Task goal: Using the data below, work out how many lines contain "another", and report only that number.

Saved entries
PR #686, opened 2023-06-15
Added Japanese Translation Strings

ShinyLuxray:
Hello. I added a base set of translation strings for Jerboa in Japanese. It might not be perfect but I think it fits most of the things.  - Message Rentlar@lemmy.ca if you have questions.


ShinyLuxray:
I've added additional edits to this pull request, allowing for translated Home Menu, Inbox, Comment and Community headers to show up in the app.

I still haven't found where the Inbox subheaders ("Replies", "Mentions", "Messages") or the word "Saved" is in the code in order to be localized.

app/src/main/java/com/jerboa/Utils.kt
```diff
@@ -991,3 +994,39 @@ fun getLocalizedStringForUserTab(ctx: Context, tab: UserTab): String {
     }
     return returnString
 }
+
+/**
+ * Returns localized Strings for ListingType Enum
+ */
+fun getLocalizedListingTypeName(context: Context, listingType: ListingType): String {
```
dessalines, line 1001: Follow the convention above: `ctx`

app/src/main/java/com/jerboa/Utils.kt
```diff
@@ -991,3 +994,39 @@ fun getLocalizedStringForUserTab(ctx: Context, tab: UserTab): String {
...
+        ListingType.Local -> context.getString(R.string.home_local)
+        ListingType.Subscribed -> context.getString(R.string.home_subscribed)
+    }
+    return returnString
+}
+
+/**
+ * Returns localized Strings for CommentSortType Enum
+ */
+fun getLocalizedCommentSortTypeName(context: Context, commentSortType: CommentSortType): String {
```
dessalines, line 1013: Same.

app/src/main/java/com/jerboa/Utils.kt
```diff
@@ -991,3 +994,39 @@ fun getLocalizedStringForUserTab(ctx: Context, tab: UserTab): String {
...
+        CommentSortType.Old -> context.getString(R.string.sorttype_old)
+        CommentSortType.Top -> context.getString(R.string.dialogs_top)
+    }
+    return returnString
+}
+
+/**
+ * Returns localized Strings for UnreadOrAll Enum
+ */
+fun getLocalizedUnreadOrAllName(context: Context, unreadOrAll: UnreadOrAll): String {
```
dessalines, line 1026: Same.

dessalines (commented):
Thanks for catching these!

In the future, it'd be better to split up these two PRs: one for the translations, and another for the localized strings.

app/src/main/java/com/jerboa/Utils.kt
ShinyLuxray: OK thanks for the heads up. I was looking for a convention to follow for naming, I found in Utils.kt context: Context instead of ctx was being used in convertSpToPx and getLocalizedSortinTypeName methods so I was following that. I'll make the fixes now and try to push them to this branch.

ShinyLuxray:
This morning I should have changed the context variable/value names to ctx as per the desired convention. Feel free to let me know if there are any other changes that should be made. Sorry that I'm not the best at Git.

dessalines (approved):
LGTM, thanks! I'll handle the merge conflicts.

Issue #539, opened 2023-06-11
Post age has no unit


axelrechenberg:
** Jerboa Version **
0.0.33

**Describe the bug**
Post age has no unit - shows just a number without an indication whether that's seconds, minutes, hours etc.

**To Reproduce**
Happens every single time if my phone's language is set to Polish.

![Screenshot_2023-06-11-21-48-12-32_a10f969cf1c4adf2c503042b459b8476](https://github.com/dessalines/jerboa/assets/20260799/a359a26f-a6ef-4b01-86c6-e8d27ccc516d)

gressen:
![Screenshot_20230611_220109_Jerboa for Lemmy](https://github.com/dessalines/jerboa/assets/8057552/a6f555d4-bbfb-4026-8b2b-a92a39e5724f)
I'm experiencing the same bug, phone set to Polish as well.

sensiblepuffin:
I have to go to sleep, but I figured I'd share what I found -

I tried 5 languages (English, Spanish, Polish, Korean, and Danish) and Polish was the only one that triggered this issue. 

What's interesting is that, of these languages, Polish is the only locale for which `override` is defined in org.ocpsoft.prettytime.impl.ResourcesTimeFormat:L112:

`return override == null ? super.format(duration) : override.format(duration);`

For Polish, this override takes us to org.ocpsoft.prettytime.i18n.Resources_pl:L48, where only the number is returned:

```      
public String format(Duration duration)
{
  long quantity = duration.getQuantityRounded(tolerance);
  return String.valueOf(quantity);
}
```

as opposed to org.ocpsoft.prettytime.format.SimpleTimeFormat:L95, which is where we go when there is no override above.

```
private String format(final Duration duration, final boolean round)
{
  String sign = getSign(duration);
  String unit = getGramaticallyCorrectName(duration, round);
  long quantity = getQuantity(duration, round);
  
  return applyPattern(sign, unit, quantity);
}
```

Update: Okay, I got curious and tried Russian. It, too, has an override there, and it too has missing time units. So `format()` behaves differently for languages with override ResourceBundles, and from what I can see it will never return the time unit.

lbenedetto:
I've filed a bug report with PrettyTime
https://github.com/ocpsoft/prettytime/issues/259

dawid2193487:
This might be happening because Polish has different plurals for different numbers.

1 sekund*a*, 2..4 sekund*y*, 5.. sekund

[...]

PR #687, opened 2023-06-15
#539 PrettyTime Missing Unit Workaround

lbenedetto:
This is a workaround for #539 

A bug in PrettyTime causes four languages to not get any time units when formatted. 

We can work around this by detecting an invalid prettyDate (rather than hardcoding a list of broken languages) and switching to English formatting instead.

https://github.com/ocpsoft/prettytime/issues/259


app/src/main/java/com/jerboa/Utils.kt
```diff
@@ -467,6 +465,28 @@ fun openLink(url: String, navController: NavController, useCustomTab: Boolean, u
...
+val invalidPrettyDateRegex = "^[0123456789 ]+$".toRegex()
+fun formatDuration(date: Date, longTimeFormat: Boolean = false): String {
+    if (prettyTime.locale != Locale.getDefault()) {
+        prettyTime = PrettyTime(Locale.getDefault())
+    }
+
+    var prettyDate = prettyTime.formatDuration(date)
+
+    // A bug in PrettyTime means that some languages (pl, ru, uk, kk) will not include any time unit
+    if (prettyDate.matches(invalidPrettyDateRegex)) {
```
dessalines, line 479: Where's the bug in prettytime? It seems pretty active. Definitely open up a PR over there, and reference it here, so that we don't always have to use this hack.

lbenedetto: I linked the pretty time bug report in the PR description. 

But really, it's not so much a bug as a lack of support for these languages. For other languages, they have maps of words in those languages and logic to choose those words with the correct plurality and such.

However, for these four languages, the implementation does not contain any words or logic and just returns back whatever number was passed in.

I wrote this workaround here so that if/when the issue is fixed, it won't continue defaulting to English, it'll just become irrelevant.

* * *

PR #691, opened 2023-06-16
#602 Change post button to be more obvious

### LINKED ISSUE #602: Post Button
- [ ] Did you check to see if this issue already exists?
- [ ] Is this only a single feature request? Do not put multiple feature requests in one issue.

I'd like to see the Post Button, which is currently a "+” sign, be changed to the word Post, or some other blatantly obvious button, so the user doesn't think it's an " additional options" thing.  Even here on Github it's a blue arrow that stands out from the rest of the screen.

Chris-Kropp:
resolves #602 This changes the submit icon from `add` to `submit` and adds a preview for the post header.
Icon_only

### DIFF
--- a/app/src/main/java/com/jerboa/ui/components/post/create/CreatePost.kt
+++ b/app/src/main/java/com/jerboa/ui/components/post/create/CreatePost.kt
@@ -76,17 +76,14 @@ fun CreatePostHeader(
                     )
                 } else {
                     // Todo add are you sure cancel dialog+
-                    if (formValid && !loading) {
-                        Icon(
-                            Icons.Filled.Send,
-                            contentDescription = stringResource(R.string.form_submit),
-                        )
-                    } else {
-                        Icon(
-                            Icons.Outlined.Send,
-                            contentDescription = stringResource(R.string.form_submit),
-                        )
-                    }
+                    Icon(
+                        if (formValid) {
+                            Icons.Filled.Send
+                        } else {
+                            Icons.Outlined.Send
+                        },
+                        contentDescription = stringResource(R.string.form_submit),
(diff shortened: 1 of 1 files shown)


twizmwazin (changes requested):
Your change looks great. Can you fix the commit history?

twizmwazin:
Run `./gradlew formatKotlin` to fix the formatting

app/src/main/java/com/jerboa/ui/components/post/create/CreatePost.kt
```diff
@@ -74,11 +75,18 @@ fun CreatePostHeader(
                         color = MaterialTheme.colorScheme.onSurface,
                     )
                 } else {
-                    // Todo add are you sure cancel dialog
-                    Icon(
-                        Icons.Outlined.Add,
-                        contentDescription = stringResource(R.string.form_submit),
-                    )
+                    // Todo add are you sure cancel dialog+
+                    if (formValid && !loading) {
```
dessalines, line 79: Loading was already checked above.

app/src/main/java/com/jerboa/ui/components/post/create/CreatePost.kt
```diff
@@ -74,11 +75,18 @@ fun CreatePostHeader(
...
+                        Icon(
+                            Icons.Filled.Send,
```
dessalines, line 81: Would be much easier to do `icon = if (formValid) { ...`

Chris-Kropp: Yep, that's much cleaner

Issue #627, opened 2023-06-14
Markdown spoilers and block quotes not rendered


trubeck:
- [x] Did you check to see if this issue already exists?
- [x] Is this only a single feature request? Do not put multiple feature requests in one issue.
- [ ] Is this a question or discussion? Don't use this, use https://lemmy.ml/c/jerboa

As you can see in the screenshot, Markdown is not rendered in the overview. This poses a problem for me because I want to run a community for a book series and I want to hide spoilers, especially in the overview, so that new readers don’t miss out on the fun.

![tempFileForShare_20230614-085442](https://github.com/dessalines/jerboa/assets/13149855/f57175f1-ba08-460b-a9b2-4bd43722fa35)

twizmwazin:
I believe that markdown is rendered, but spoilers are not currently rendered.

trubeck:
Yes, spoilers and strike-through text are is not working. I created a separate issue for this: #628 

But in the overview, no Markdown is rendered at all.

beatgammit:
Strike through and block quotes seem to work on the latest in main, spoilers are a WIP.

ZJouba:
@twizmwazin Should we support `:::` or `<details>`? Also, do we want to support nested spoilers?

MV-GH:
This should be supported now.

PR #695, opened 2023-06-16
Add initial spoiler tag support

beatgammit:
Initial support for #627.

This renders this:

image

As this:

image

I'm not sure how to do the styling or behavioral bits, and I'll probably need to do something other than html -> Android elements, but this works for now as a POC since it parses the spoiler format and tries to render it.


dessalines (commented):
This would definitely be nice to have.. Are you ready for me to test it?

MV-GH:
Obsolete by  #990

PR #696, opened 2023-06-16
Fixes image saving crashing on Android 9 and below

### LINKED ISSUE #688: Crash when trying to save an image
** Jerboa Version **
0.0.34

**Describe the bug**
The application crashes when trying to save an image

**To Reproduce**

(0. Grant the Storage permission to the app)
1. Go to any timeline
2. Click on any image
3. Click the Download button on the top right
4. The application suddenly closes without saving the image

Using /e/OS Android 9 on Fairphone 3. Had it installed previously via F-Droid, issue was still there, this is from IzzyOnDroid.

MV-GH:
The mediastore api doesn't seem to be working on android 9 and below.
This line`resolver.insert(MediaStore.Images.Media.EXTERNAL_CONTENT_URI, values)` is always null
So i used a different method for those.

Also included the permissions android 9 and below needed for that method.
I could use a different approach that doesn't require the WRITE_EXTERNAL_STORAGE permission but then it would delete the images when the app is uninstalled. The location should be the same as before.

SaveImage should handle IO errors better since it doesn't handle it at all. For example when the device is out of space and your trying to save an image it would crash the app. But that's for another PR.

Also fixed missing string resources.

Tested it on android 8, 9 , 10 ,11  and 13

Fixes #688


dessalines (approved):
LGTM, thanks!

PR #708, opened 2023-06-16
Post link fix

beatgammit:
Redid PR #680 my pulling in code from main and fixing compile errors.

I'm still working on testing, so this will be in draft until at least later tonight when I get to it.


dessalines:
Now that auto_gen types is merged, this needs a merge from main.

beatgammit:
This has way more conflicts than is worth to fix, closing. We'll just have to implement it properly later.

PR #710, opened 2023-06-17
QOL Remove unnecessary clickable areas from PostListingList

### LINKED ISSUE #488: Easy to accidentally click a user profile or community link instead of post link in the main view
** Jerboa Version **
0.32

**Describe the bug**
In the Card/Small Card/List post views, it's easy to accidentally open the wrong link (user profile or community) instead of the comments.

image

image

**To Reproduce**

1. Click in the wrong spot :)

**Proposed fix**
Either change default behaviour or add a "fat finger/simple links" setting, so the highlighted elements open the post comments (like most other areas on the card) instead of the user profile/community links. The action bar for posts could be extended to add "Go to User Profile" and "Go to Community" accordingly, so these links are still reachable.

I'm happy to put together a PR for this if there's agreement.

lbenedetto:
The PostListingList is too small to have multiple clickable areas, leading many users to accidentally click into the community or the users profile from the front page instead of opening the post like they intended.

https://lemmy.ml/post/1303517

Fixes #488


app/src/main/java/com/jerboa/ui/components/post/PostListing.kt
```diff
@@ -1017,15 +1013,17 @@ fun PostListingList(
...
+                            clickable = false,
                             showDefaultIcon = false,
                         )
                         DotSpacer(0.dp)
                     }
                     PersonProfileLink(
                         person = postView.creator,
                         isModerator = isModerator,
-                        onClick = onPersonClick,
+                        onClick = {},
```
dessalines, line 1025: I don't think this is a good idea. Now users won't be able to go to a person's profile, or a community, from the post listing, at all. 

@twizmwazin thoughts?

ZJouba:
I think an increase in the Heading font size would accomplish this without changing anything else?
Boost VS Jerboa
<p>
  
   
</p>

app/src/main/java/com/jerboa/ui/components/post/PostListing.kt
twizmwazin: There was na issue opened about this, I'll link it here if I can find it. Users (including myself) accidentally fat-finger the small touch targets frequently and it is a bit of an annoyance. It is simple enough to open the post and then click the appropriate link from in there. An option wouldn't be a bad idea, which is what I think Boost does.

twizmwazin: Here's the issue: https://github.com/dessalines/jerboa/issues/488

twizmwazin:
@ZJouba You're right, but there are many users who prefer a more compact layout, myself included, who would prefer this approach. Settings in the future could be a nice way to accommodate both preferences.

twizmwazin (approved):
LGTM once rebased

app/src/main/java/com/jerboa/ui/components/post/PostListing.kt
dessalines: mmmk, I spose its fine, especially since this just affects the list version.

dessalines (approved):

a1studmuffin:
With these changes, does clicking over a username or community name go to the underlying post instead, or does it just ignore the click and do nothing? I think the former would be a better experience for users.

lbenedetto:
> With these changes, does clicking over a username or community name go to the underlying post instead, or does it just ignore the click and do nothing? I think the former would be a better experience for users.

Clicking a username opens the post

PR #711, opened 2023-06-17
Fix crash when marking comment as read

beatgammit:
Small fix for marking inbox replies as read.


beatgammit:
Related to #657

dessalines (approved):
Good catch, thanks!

Exercise response: 2